Humanity needs global goals that will motivate us to move further. Global warming fight is OK but not enough I think. Something great like "jump to stars now" and is required, no?
However, there's a sad fact about Dugin. He experienced a personal tragedy – his adult daughter was murdered, likely for political reasons. So, while I'm not a supporter of his ideas, I can never judge him for these ideas considering what he went through. Maybe advocating for these ideas is his way of surviving his tragedy.
I’ve always had a dark view of him. His writing gives me a veiled nihilist vibe. He seems like someone who is bitter about something. He lives in a fantasy world and wants people punished if it can’t be real.
Not a unique thing. This is the dark side of many idealists and romantics. The more someone lives in a dream the more they often hate the real world.
I agree that the attempt on his life is sad and I’m sure further radicalized him, though most of his ideas predate that. Who do you think it was? I always had three possibilities: Ukraine, anti war Russians, or the Putin regime itself for some reason.
You could say this about most societies.
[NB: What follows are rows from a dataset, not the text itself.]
PR #529, opened 2025-12-19
fix: issue with timeout due to no server metrics servers available

ajcasagrande:
Similar to the fix for GPU telemetry, we need to delay the shutdown to ensure the command response is sent to the SystemController.

Fix for situation like this:

image

Workaround without this patch is to use `--no-server-metrics`, but thats no user friendly.

## Summary by CodeRabbit

* **Bug Fixes**
  * Server metrics manager now delays shutdown when collectors are unavailable or fail to start, allowing for orderly shutdown completion.

### DIFF
--- a/docs/cli_options.md
+++ b/docs/cli_options.md
@@ -65,6 +65,12 @@ Use the legacy 'max_tokens' field instead of 'max_completion_tokens' in request 
 
 Use server-reported token counts from API usage fields instead of client-side tokenization. When enabled, tokenizers are still loaded (needed for dataset generation) but tokenizer.encode() is not called for computing metrics. Token count fields will be None if the server does not provide usage information. For OpenAI-compatible streaming endpoints (chat/completions), stream_options.include_usage is automatically configured when this flag is enabled.
 
+#### `--connection-reuse-strategy` `<str>`
+
+Transport connection reuse strategy. 'pooled' (default): connections are pooled and reused across all requests. 'never': new connection for each request, closed after response.
+<br>_Choices: [`pooled`, `never`]_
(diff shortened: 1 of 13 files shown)


src/aiperf/server_metrics/manager.py
```diff
@@ -308,6 +309,15 @@ async def _stop_all_collectors(self) -> None:
             except Exception as e:
                 self.error(f"Failed to stop collector for {endpoint_url}: {e}")
 
+    async def _delayed_shutdown(self) -> None:
+        """Shutdown service after a delay to allow command response to be sent.
+
+        Waits before calling stop() to ensure the command response
+        has time to be published and transmitted to the SystemController.
+        """
+        await asyncio.sleep(Environment.SERVER_METRICS.SHUTDOWN_DELAY)
```
matthewkotila, line 338: I know this is probably a quick fix, but it seems like a magic number kind of situation.

Is there any way the shutdown can wait on the actual condition that needs to exist? Like detecting that the command response has been published and transmitted?

ajcasagrande: @matthewkotila its tricky with zmq. One of the true fixes for this is to fix the system controller to detect and allow optional services to die (and stop waiting for a response)

ajcasagrande: that is a larger thing, which I had worked on at one point and never got to finishing it. Partially because it was linked with the macOS fixes and changes with multiprocessing, that I reverted because the approach was too slow

matthewkotila: Image

the-david-oy (approved):

PR #547, opened 2026-01-07
chore: update python attributions for 0.4.0 release

nv-anants:
Update attributions file with latest python package versions installed in 0.4.0 release

Skip codespell for attributions file, as text is copy pasted verbatim from source packages

### DIFF
--- a/tools/COPYRIGHT
+++ b/tools/COPYRIGHT
@@ -1,2 +1,2 @@
-SPDX-FileCopyrightText: Copyright (c) 2025-2026 NVIDIA CORPORATION & AFFILIATES. All rights reserved.
+SPDX-FileCopyrightText: Copyright (c) 2026 NVIDIA CORPORATION & AFFILIATES. All rights reserved.
 SPDX-License-Identifier: Apache-2.0


tools/COPYRIGHT
```diff
@@ -1,2 +1,2 @@
-SPDX-FileCopyrightText: Copyright (c) 2025 NVIDIA CORPORATION & AFFILIATES. All rights reserved.
+SPDX-FileCopyrightText: Copyright (c) 2026 NVIDIA CORPORATION & AFFILIATES. All rights reserved.
```
debermudez, line 1: is this not 2025-2026?
in the past, we pushed appended. We did not overwrite the year.

nv-anants: this was caught as part of pre-commit checks, i tried 2025-2026 but pre commit failed with that as well

not too sure but from quick look this seems like for new files so maybe just 2026 makes sense and main branch was updated to same so i just kept it 2026 - https://github.com/ai-dynamo/aiperf/blob/main/tools/COPYRIGHT

debermudez: i think that precommit needs to be updated. 
if its a new file, 2026 is correct. existing files are updated.
regardless, i dont think this is worth holding it up.

PR #560, opened 2026-01-12
feat: Add NIM Embeddings endpoint with multimodal (text + image) support

oliverholworthy:
### Motivation

NVIDIA NIM Embeddings API extends the OpenAI Embeddings API with multimodal support (text + images). Previously, this image handling was in `openai_embeddings.py`, but since standard OpenAI embeddings only supports text.

### Changes

- Add `nim_embedidngs` endpoint type
- Create `nim_embeddings.py` extending OpenAI `EmbeddingsEndpoint` with image support

### Design

`NIMEmbeddingsEndpoint` inherits from `EmbeddingsEndpoint` since NIM is a **superset** of OpenAI. text-only requests work identically, while multimodal requests add:
- Image-only:  `data_url` (or ``)
- Text + image pairs: `text data_url` (or `text `)

This follows the existing pattern (`nim_rankings.py`, `cohere_rankings.py`) of vendor-specific endpoints extending base implementations.

Here's a nicely formatted section for your PR:

---

### Text-only embeddings

```bash
aiperf profile --endpoint-type nim_embeddings \
  --model-names nvidia/llama-nemotron-embed-vl-1b-v2 \
  --extra-inputs input_type:passage
```

### Image-only embeddings

```bash
aiperf profile --endpoint-type nim_embeddings \
  --model-names nvidia/llama-nemotron-embed-vl-1b-v2 \
  --extra-inputs input_type:passage modality:image \
  --prompt-output-tokens-mean 0 \
  --image-width-mean 256 \
  --image-height-mean 256
```

### Text + Image (multimodal) embeddings

```bash
aiperf profile --endpoint-type nim_embeddings \
  --model-names nvidia/llama-nemotron-embed-vl-1b-v2 \
  --extra-inputs input_type:passage modality:text_image \
  --prompt-output-tokens-mean 20 \
  --image-width-mean 256 \
  --image-height-mean 256
```

## Summary by CodeRabbit

* **New Features**
  * Added NIM embeddings endpoint with multimodal input support (text and images)
  * New `nim_embeddings` option available for CLI endpoint type selection

* **Documentation**
  * Updated supported APIs list and CLI documentation to reflect NIM embeddings availability

### DIFF
--- a/src/aiperf/endpoints/nim_embeddings.py
+++ b/src/aiperf/endpoints/nim_embeddings.py
@@ -58,7 +58,7 @@ class NIMEmbeddingsEndpoint(EmbeddingsEndpoint):
             if image_content
         ]
 
-        # Determine inputs and modality
+        # Determine inputs based on content type
         if texts and images:
             if len(texts) != len(images):
                 raise ValueError(
@@ -68,19 +68,9 @@ class NIMEmbeddingsEndpoint(EmbeddingsEndpoint):
             inputs: list[Any] = [
                 f"{text} {image}" for text, image in zip(texts, images, strict=False)
             ]
-            modality = "text_image"
         elif images:
             inputs = images
-            modality = "image"
         else:
             inputs = texts
-            modality = None
 
-        # Build base payload using parent
-        payload = self._build_payload(turn, request_info.model_endpoint, inputs)
-
-        # Add modality for image/multimodal requests (only if not already specified)
-        if modality and "modality" not in payload:
-            payload["modality"] = modality
-
-        return payload
+        return self._build_payload(turn, request_info.model_endpoint, inputs)
--- a/tests/unit/endpoints/test_nim_embeddings_endpoint.py
+++ b/tests/unit/endpoints/test_nim_embeddings_endpoint.py
@@ -52,7 +52,6 @@ class TestNIMEmbeddingsEndpoint(TestEmbeddingsEndpoint):
 
         assert payload["model"] == "nim-embeddings-model"
         assert payload["input"] == [image_data_url]
-        assert payload["modality"] == "image"
 
     def test_format_payload_multiple_images(self, endpoint, model_endpoint):
         """Test embedding request with multiple images."""
@@ -67,7 +66,6 @@ class TestNIMEmbeddingsEndpoint(TestEmbeddingsEndpoint):
         payload = endpoint.format_payload(request_info)
 
         assert payload["input"] == [image1, image2]
-        assert payload["modality"] == "image"
 
     def test_format_payload_text_and_image_combined(self, endpoint, model_endpoint):
         """Test embedding request with both text and images combined."""
@@ -84,7 +82,6 @@ class TestNIMEmbeddingsEndpoint(TestEmbeddingsEndpoint):
 
         assert payload["model"] == "nim-embeddings-model"
         assert payload["input"] == [f"{text} {image_data_url}"]
-        assert payload["modality"] == "text_image"
 
     def test_format_payload_multiple_text_and_images(self, endpoint, model_endpoint):
         """Test embedding request with multiple texts and images paired together."""
@@ -103,7 +100,6 @@ class TestNIMEmbeddingsEndpoint(TestEmbeddingsEndpoint):
             f"{texts[0]} {images[0]}",
             f"{texts[1]} {images[1]}",
         ]
-        assert payload["modality"] == "text_image"
 
     def test_format_payload_text_image_count_mismatch(self, endpoint, model_endpoint):
         """Test that mismatched text and image counts raise an error."""
@@ -139,7 +135,6 @@ class TestNIMEmbeddingsEndpoint(TestEmbeddingsEndpoint):
             "data:image/png;base64,valid",
             "data:image/png;base64,another",
         ]
-        assert payload["modality"] == "image"
 
     def test_metadata_returns_nim_specific_title(self, endpoint):
         """Test that metadata returns NIM-specific metrics title."""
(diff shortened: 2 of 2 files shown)


src/aiperf/endpoints/openai_embeddings.py
```diff
@@ -23,7 +23,7 @@
 class EmbeddingsEndpoint(BaseEndpoint):
     """OpenAI Embeddings endpoint.
 
-    Generates vector embeddings for text inputs.
+    Generates vector embeddings for text and/or image inputs.
```
debermudez: This comment is wrong no?
OpenAI embeddings only supports text, which matches with your PR comment as well.

src/aiperf/endpoints/nim_embeddings.py
```diff
@@ -0,0 +1,93 @@
...
+
+    @classmethod
+    def metadata(cls) -> EndpointMetadata:
+        """Return NIM Embeddings endpoint metadata."""
+        return EndpointMetadata(
+            endpoint_path="/v1/embeddings",
+            supports_streaming=False,
+            produces_tokens=False,
+            tokenizes_input=True,
+            metrics_title="NIM Embeddings Metrics",
```
ajcasagrande, line 36: i think there is one about supporting images as well that should be true

oliverholworthy: Thanks for pointing this out @ajcasagrande  . I've set supports_images=True

src/aiperf/endpoints/openai_embeddings.py
oliverholworthy: I've reverted this docstring

ajcasagrande:
@oliverholworthy Can you point me to the documentation for this endpoint? I'm a little confused why it appears to be html format?

```
Image-only: <img src='data_url'/>
Text + image pairs: text <img src='data_url'/>
```

oliverholworthy:
> @oliverholworthy Can you point me to the documentation for this endpoint? I'm a little confused why it appears to be html format?

@ajcasagrande Here's the relevant part of the Embedding NIM documentation: [Specify Modality](https://docs.nvidia.com/nim/nemo-retriever/text-embedding/1.10.1/reference.html#specify-modality)

This pattern is used as a compatibility mechanism for text-only clients to allow multimodal inputs to flow through text-only SDKs (for example, the OpenAI Python SDK) while keeping API compatibility.

The documentation for NIM for Vision Language Models calls this out for a similar reason and was the inspiration for this implementation in NIM For Embeddings.

> [Some clients may not support this vision extension of the chat API. NIM for VLMs exposes a way to send your images using the > text-only fields, using HTML  tags.](https://docs.nvidia.com/nim/vision-language-models/1.3.1/examples/llama-nemotron-nano/api.html#passing-images)

src/aiperf/endpoints/nim_embeddings.py
```diff
@@ -0,0 +1,86 @@
...
+
+    @classmethod
+    def metadata(cls) -> EndpointMetadata:
+        """Return NIM Embeddings endpoint metadata."""
+        return EndpointMetadata(
+            endpoint_path="/v1/embeddings",
+            supports_streaming=False,
+            supports_images=True,
+            produces_tokens=False,
+            tokenizes_input=True,
```
ajcasagrande, line 35: I think this should be false, right?

src/aiperf/endpoints/nim_embeddings.py
```diff
@@ -0,0 +1,86 @@
...
+        else:
+            inputs = texts
+            modality = None
+
+        # Build base payload using parent
+        payload = self._build_payload(request_info, inputs)  # type: ignore[arg-type]
+
+        # Add modality for image/multimodal requests
+        if modality:
+            payload["modality"] = modality
```
ajcasagrande: I just tested out the installed version. This is overriding the user given one. Maybe it should be something like this?


```python
        # Add modality for image/multimodal requests if not user-specified
        if modality and "modality" not in payload:
            payload["modality"] = modality
```

src/aiperf/endpoints/openai_embeddings.py
```diff
@@ -46,24 +46,55 @@ def format_payload(self, request_info: RequestInfo) -> RequestOutputT:
...
+        """Build the final payload dictionary.
+
+        Args:
+            request_info: Request context including model endpoint and turns
+            inputs: List of input strings to embed
+
+        Returns:
+            OpenAI Embeddings API payload
+        """
+        turn = request_info.turns[0]
```
ajcasagrande: is this `turn` object superfluous?

src/aiperf/endpoints/nim_embeddings.py
oliverholworthy: I've removed this modality argument for now until since it's optional currently (modlity is inferred from data). Will consider adding this in once we've standardized this parameter across all Embedding NIMs.

src/aiperf/endpoints/openai_embeddings.py
oliverholworthy: I've updated to pass in the turn as an argument to this _build_payload method instead. So we only extract the turn once.

src/aiperf/endpoints/nim_embeddings.py
oliverholworthy: This NIM Embeddings Endpoint also supports text payloads which are converted to tokens during processing. (The docstring for this field indicates this field represents "_Whether endpoint tokenizes text inputs_". So I think setting to true here is accurate.

ajcasagrande: In that case, you are correct. thanks!

PR #561, opened 2026-01-12
chore: relax transfomers dependency version

nv-anants:


debermudez (approved):
We know this might be a CVE issue but it is trying to get a version that is compatible with the dynamo stack. We will have to resolve this in a coming update.

PR #563, opened 2026-01-12
feat: Add helpful error messages/steps when profiling fails with tokenizer error

lkomali:
This PR adds helpful errors when profiling fails with tokenizer errors based on VDR feedback.

### 1. Tokenizer specified but invalid/not found

image

### 2. Tokenizer auto-detected from model name but not found

image

### 3. Authentication required (gated/private model)

image

### 4. Generic/unknown error

image

### DIFF
--- a/src/aiperf/common/error_helpers.py
+++ b/src/aiperf/common/error_helpers.py
@@ -22,14 +22,14 @@ def create_tokenizer_error_message(
 
     # Pattern 1: Model/tokenizer not found on HuggingFace Hub
     if _is_model_not_found_error(error_str):
-        return _create_model_not_found_message(tokenizer_name, original_error)
+        return _create_model_not_found_message(tokenizer_name)
 
     # Pattern 2: Authentication/authorization required (private/gated model)
     if _is_authentication_error(error_str):
-        return _create_authentication_required_message(tokenizer_name, original_error)
+        return _create_authentication_required_message(tokenizer_name)
 
     # Default: Generic helpful message with common solutions
-    return _create_generic_error_message(tokenizer_name, original_error)
+    return _create_generic_error_message(tokenizer_name)
 
 
 def _is_model_not_found_error(error_str: str) -> bool:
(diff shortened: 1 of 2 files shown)


tests/unit/common/test_error_helpers.py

Just pick one of a million dimensions that a culture is likely to be an outlier in and blamo you got a radical society.
[1] https://en.wikipedia.org/wiki/Frank_J._Tipler
> According to [Frank Tipler], it is required, for the known laws of physics to be consistent, that intelligent life take over all matter in the universe and eventually force its collapse.
> During that collapse, the computational capacity of the universe diverges to infinity, and environments emulated with that computational capacity last for an infinite duration as the universe attains a cosmological singularity.
> With computational resources diverging to infinity, Tipler states that a society in the far future would be able to resurrect the dead by emulating alternative universes.
> Tipler identifies the Omega Point with God, since, in his view, the Omega Point has all the properties of God claimed by most traditional religions.
Putting aside the obvious semantic issues of resurrecting dead flesh (which version of the person are you allegedly bringing to life?), if I were resurrected, I would be extremely unhappy.
Neither option is actually reliable for the direction you want, cheap/"free" cryonics is even sketchier than usual, and someone might be able to pull a version of "you" from your writings and genetics. Probably doesn't count though.